My brother sent me these. No idea where he got them.


----------



## ScottT (Apr 13, 2010)

Looks like something out of the Dodgy Technicians FB group...


----------



## Parker (Apr 13, 2010)

I looked at the motion light pic twice before i realized that it was in a shower!
those are CLASSIC!


----------



## MPowers (Apr 13, 2010)

Not sure just where these originated. They have been making the rounds of several forums.

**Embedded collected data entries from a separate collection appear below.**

Issue #106, opened 2024-05-02
harden DNSRecord clean up when namespaces deleted


maleck13:
**What**

Sometimes it seems possible for the `ManagedZone` to get deleted before the DNSRecords are removed. Seems we need to make sure the DNSRecords are removed before removing any finalizers on other objects (secrets, zones etc).

review event trigger relationships between all objects, (e.g. if mz secret is changed reconcile mz and related dns records).

Objects to consider:
- secret for managed zone
- managed zone
- dns policies
- dns records

If DNS Record or DNS Policy is deleting and the secret is absent, the DNS Record or DNS Policy should not have it's finalizer removed. 

DNS Record finalizers should only be removed if the controller has confirmed removal of those records from the provider.

If a DNS Record or Policy reconciles and the secret is absent, take actions:
- A clear log entry
- Emit a metric
- Investigate - Can we update status on namespace in this scenario.

philbrookes:
PR: https://github.com/Kuadrant/dns-operator/pull/156

PR #156, opened 2024-06-05
NS Deletion hardening

philbrookes:
closes: https://github.com/Kuadrant/dns-operator/issues/106

Moved some logic around as we were pulling the managed zone from the API in a few places, instead I've just pulled it in the main reconcile and passed it around.  This also meant that I could verify that the MZ and it's secret existed before moving on to setting finalizers and owner references.

In other words, if a DNS Record is created and it's managed zone (or that managed zones secret) has never existed, it will not get the cleanup finalizer, this makes more sense to me, as this record will never have sent anything to a DNS Provider.

I had to modify a test to reflect this more accurately.

New watches:
- Managed zone events triggers DNS Record reconcile
- Secret triggers relevant (if any) managed zone reconcile
- Secret triggers relevant (if any) DNS Record reconcile. 

New metric:
- dns_provider_secret_absent: 
  - 1 when absent
  - 0 when present.


internal/controller/dnsrecord_controller.go
```diff
@@ -305,10 +305,22 @@ func (r *DNSRecordReconciler) publishRecord(ctx context.Context, dnsRecord *v1al
...
 		},
 	}
+
 	err := r.Get(ctx, client.ObjectKeyFromObject(managedZone), managedZone, &client.GetOptions{})
 	if err != nil {
 		return false, err
 	}
+
+	patchFrom := client.MergeFrom(dnsRecord.DeepCopy())
+	err = controllerutil.SetOwnerReference(managedZone, dnsRecord, r.Scheme)
```
mikenairn, line 315: :+1: , you changed it before i got to comment. Is there no helper available  for checking owns? Also, this doesn't add the block on delete flag, do we care?

internal/controller/dnsrecord_controller.go
```diff
@@ -305,10 +305,22 @@ func (r *DNSRecordReconciler) publishRecord(ctx context.Context, dnsRecord *v1al
...
+	if err != nil {
+		return false, err
+	}
+	err = r.Client.Patch(ctx, dnsRecord, patchFrom)
+	if err != nil {
+		return false, err
+	}
```
mikenairn, line 322: Why patch instead of update?

internal/controller/dnsrecord_controller.go
```diff
@@ -270,8 +271,7 @@ func (r *DNSRecordReconciler) deleteRecord(ctx context.Context, dnsRecord *v1alp
 	}
```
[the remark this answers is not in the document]
mikenairn: If you do this you probably don't need that owns helper since it's not used anywhere else that i can see.

internal/controller/dnsrecord_controller.go
philbrookes: yeah, thanks for the hint, haha! I found this: https://github.com/redhat-cop/operator-utils/blob/26a9d4efe6c40ed22f302342196ea6afc8b63170/pkg/util/owner.go#L24-L35 shall I add it as an import?

internal/controller/dnsrecord_controller.go
philbrookes: I assumed this would help avoid a conflict when the controller tried to update the status later, is that not true?

mikenairn: I just realised this is happening way down in `publishRecord`. If we are setting up a relationship between the DNSRecord and the ManagedZone, and this reconciler is the thing ensuring it, i would have expected it be done done at the very start of the Reconcile, with a more explicit step much like when we add the [finalizer](https://github.com/Kuadrant/dns-operator/blob/main/internal/controller/dnsrecord_controller.go#L126).

Issue we have at the moment is that we don't load the MZ until we get down here, but i think we need to change that anyway re. logging [see](https://github.com/Kuadrant/dns-operator/pull/152#discussion_r1626235920)

Generally i think the `Reconcile` function should probably first ensure all bits that require an update to the resource are done and then move on to the actual reconciliation of the spec once that is complete.

1. * Add resource data this reconciler is ensuring (OwnerRefs, finalizers etc..)
2. * Update and return for an immediate re-queue
3. * Process the spec of the resource
4. * Update the resource status and return with validation re-queue

We can leave it like this if we don't want to change that here, but i would expect that to be changed fairly soon after as part of follow on work.

internal/controller/dnsrecord_controller_test.go
```diff
@@ -199,13 +199,52 @@ var _ = Describe("DNSRecordReconciler", func() {
...
 		Eventually(func(g Gomega, ctx context.Context) {
 			err := k8sClient.Get(ctx, client.ObjectKeyFromObject(dnsRecord), dnsRecord)
 			g.Expect(err).To(HaveOccurred())
 			g.Expect(err).To(MatchError(ContainSubstring("not found")))
 		}, 5*time.Second, time.Second, ctx).Should(Succeed())
 	})
-
 	It("should have ready condition with status true", func() {
 		Expect(k8sClient.Create(ctx, dnsRecord)).To(Succeed())
 		Eventually(func(g Gomega) {
```
mikenairn, line 250: Tests should probably be updated to add an additional assertion on the owner ref on the records being added  correctly since this reconciler is the thing ensuring it.

mikenairn:
Changes here look fine, but does this cover everything that was being asked for from https://github.com/Kuadrant/dns-operator/issues/106?

The change to setting an `ownerRef` instead of using the watch seems like a good one, but doesn't really change the behaviour in any way, the existing Watch was doing the same thing to ensure the record reconcile was triggered on MZ changes. What about the MZ secrets if they are modified or deleted? Do they not need to be taken into account somewhere?

philbrookes:
> Changes here look fine, but does this cover everything that was being asked for from #106?
> 
> The change to setting an `ownerRef` instead of using the watch seems like a good one, but doesn't really change the behaviour in any way, the existing Watch was doing the same thing to ensure the record reconcile was triggered on MZ changes. What about the MZ secrets if they are modified or deleted? Do they not need to be taken into account somewhere?

hmm, yeah, that seems out of scope for the title of that issue, but it is mentioned in the body alright and I'd overlooked it. I'll make some changes to cover the extra areas.

internal/controller/dnsrecord_controller.go
```diff
@@ -237,18 +271,34 @@ func (r *DNSRecordReconciler) SetupWithManager(mgr ctrl.Manager, maxRequeue, val
...
+				}
+				// if secret is related to zone for this record, add this record to requeue items
+				if managedZone.Spec.SecretRef.Name == o.GetName() {
+					logger.Info(
+						"managed zone Secret updated",
+						"managedZone", managedZone.Namespace+"/"+managedZone.Name,
+						"secret", o.GetNamespace()+"/"+o.GetName(),
+						"enqueuing record ", record.GetName())
 					toReconcile = append(toReconcile, reconcile.Request{NamespacedName: client.ObjectKeyFromObject(&record)})
 				}
```
mikenairn, line 303: Why is the watch for a secret on the dnsrecord and not on the managed zone, the thing that needs it?

MZ watches secrets, changes to secret trigger MZ reconcile, changes to the state of the MZ due to the secret will trigger a DNSRecord reconcile since it owns them.

internal/controller/dnsrecord_controller.go
```diff
@@ -96,11 +97,36 @@ func (r *DNSRecordReconciler) Reconcile(ctx context.Context, req ctrl.Request) (
...
+	// Ensure provider secret exists before continuing
+	err = r.Get(ctx, client.ObjectKey{Namespace: managedZone.Namespace, Name: managedZone.Spec.SecretRef.Name}, &v1.Secret{}, &client.GetOptions{})
+	if err != nil {
+		secretMissing.WithLabelValues(managedZone.Name, managedZone.Namespace, managedZone.Spec.SecretRef.Name).Set(1)
+		reason := "ProviderError"
+		message := fmt.Sprintf("The DNS provider failed to ensure the record: %v", provider.SanitizeError(err))
+		setDNSRecordCondition(dnsRecord, string(v1alpha1.ConditionTypeReady), metav1.ConditionFalse, reason, message)
+		return r.updateStatus(ctx, previous, dnsRecord, false, err)
+	}
+	secretMissing.WithLabelValues(managedZone.Name, managedZone.Namespace, managedZone.Spec.SecretRef.Name).Set(0)
```
mikenairn, line 123: Doesn't feel like this is where this should happen. We might want to check the status of the ManagedZone somewhere to make sure its ready, but i don't think dnsrecord should to be aware of secrets.

internal/controller/dnsrecord_controller.go
mikenairn: I see you have the watch on the ManagedZone https://github.com/Kuadrant/dns-operator/pull/156/files#diff-5882be9025c1bbbef34525f6ffba174154eaac4c288cd24fb8ebb968a287bf84R173-R189, so not sure why we need this one.

philbrookes: Why would the managedzone be updated due to a value in the secret changing?

internal/controller/dnsrecord_controller.go
philbrookes: yes ok, maybe it makes more sense to look for this in the managedzone controller? Seeing as that triggers on secret changes now it should see it immediately anyway.

internal/controller/dnsrecord_controller.go
philbrookes: discussed on a call, will remove this.

internal/controller/managedzone_controller.go
```diff
@@ -105,6 +109,22 @@ func (r *ManagedZoneReconciler) Reconcile(ctx context.Context, req ctrl.Request)
 		}
 	}
 
+	// Ensure provider secret exists before continuing
+	err = r.Get(ctx, client.ObjectKey{Namespace: managedZone.Namespace, Name: managedZone.Spec.SecretRef.Name}, &v1.Secret{}, &client.GetOptions{})
+	if err != nil {
+		if k8serrors.IsNotFound(err) {
+			secretMissing.WithLabelValues(managedZone.Name, managedZone.Namespace, managedZone.Spec.SecretRef.Name).Set(1)
```
mikenairn, line 116: I know metrics was already in here, but it would probably be better in it's own "metrics" package as it really wasn't obvious what this was. One for later maybe as we add more metrics.

internal/controller/managedzone_controller.go
```diff
@@ -105,6 +109,22 @@ func (r *ManagedZoneReconciler) Reconcile(ctx context.Context, req ctrl.Request)
...
+		}
+		message := fmt.Sprintf("Could not find secret: %v/%v for managedzone: %v/%v", managedZone.Namespace, managedZone.Spec.SecretRef.Name, managedZone.Namespace, managedZone.Name)
+		setManagedZoneCondition(managedZone, string(v1alpha1.ConditionTypeReady), metav1.ConditionFalse, "DNSProviderSecretNotFound", message)
+		statusUpdateErr := r.Status().Update(ctx, managedZone)
+		if statusUpdateErr != nil {
+			return ctrl.Result{}, fmt.Errorf("zone error %v : status update failed error %v", err, statusUpdateErr)
+		}
+		return ctrl.Result{}, err
+	}
+	secretMissing.WithLabelValues(managedZone.Name, managedZone.Namespace, managedZone.Spec.SecretRef.Name).Set(0)
```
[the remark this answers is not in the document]
philbrookes: That link isn't working for me.

internal/controller/dnsrecord_controller.go
```diff
@@ -96,11 +97,25 @@ func (r *DNSRecordReconciler) Reconcile(ctx context.Context, req ctrl.Request) (
...
 	dnsRecord := previous.DeepCopy()
 
+	managedZone := &v1alpha1.ManagedZone{
+		ObjectMeta: metav1.ObjectMeta{
+			Name:      dnsRecord.Spec.ManagedZoneRef.Name,
+			Namespace: dnsRecord.Namespace,
+		},
+	}
+	err = r.Get(ctx, client.ObjectKeyFromObject(managedZone), managedZone, &client.GetOptions{})
+	if err != nil {
```
eguzki, line 107: what if the managed zone is not found when the dns record is being deleted? The finalizer on the dnsrecord will never be removed

philbrookes: Yes, this is the intention, that means that DNS Records have been created in the DNS Provider and have not been cleaned up.

eguzki: Well, you might be right. I know I do not know. But that is causing an issue anyway. Some tests are failing because the dns record is never gone after having deleted it.

KevFan: @philbrookes Is this the intention if a user deletes a `ManagedZone` first before deleting the `DNSRecords` ? 🤔 This is how the integration tests are in Kuadrant Operator. In the tests, the `ManagedZone` has completed their deletion, but `DNSRecords` remained, and prevented the test NS deletion. 

Seems like this introduces a required order of deletion for the user. So maybe the `ManagedZone` deletion should wait until the assoicated `DNSRecords` are deleted ? 🤔 

If this is the intended behaviour anyway, I've a fix to update the Kuadrant Operator `DNSPolicy` tests as part of a PR https://github.com/Kuadrant/kuadrant-operator/pull/689/commits/c70b5e1fc1e8372988a60aaa327452083a89b764. Just want to check this is the expected flow being merging

philbrookes: Yes, this is the intention, if the DNS Record is deleted after the managed zone, the DNS Operator cannot remove the records from the DNS Provider, in order to highlight this to the user/admin the DNS Record never has it's finalizer removed.

See the original issue here: https://github.com/Kuadrant/dns-operator/issues/106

Michael Powers, Project Manager, ETCP Certified Rigger-Theatre
Central Lighting & Equipment, Des Moines Iowa Central Lighting & Equipment


----------



## Theresa (Apr 14, 2010)

In a similar vein:
There, I Fixed It - Epic Kludge Photos

http://www.thisoldhouse.com/toh/photos/0,,1220600,00.html


----------



## avkid (Apr 14, 2010)

"Those breakers just kept flipping, so we got rid of them!"


----------



## marshmolly123 (Apr 15, 2010)

I'm pretty sure I recognize #2 from thereifixedit.com....


----------



## shiben (Apr 15, 2010)

Anyone want to cue me in on whats wrong? I dont see any major issues...


----------



## philhaney (Apr 15, 2010)

shiben said:


> Anyone want to cue me in on whats wrong? I dont see any major issues...

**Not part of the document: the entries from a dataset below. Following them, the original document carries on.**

PR #244, opened 2016-07-21
Include guvnor client-side exclusions in beans.xml of drools-wb-webapp module

mcimbora:
This is required when running the workbench in multi module setup which includes guvnor. Includes additional exclusion for kie-wb-common module.


manstis:
+1 to merge.

Thanks @mcimbora

PR #246, opened 2016-07-26
GUVNOR-2615: Editing dialog for 'Pattern' doesn't show selected value

manstis:
See https://issues.jboss.org/browse/GUVNOR-2615


manstis:
@Rikkola @karreiro Please review.

Rikkola:
+1

PR #247, opened 2016-07-26
GUVNOR-2618: Mandatory new Fact Pattern binding

manstis:
See https://issues.jboss.org/browse/GUVNOR-2618

@jomarko Please see the revised message. I've included the word "binding" as it makes it consistent with other messages relating to this field/value (e.g. if you try to enter a duplicate "name" etc).


manstis:
@Rikkola @karreiro Please review.

karreiro:
+1 :)

PR #251, opened 2016-07-27
GUVNOR-2609: Field hint is not updated after selection of a fact

manstis:
See https://issues.jboss.org/browse/GUVNOR-2609


manstis:
@Rikkola @karreiro Could you please review?

karreiro:
+1

manstis:
Thanks @karreiro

Well, at least if you fall asleep in the shower, the lights will go out...


----------



## Les (Apr 15, 2010)

And at least the fixture is rated for wet locations! hah


----------



## MarshallPope (Apr 15, 2010)

And I'm sure it would wake you up in the mornings - - step in the shower and -flash- two lightbulbs are shining in your face.


----------



## Cashwalker (Apr 20, 2010)

Someone posted thereifixedit.com, and I've been stuck there since yesterday....

We've all seen the jury-rigged extension cables terminated in 2-gang metal boxes... but how about an Altoids tin?

Electrocution: Now Available In Mint! - There, I Fixed It - Epic Kludge Photos

Edit - 
This picture should go in the Knife switch thread

http://thereifixedit.com/2009/12/20/in-case-of-power-surge-turn-to-huh/


----------



## punktech (Apr 26, 2010)

oh dear god...my fear of electrocution gets worse every time i look at the pics you find len...:shock:


----------



## shiben (Apr 26, 2010)

punktech said:


> oh dear god...my fear of electrocution gets worse every time i look at the pics you find len...:shock:



Then dont join the dodgy technicians group on FB. Stuff like this: goes up all the time. Great group to laugh at sometimes tho.


----------



## Lotos (Jun 19, 2010)

shiben said:


> Then dont join the dodgy technicians group on FB. Stuff like this: goes up all the time. Great group to laugh at sometimes tho.



And that's UK, so it's 230v @ 50Hz... Scary stuff...


----------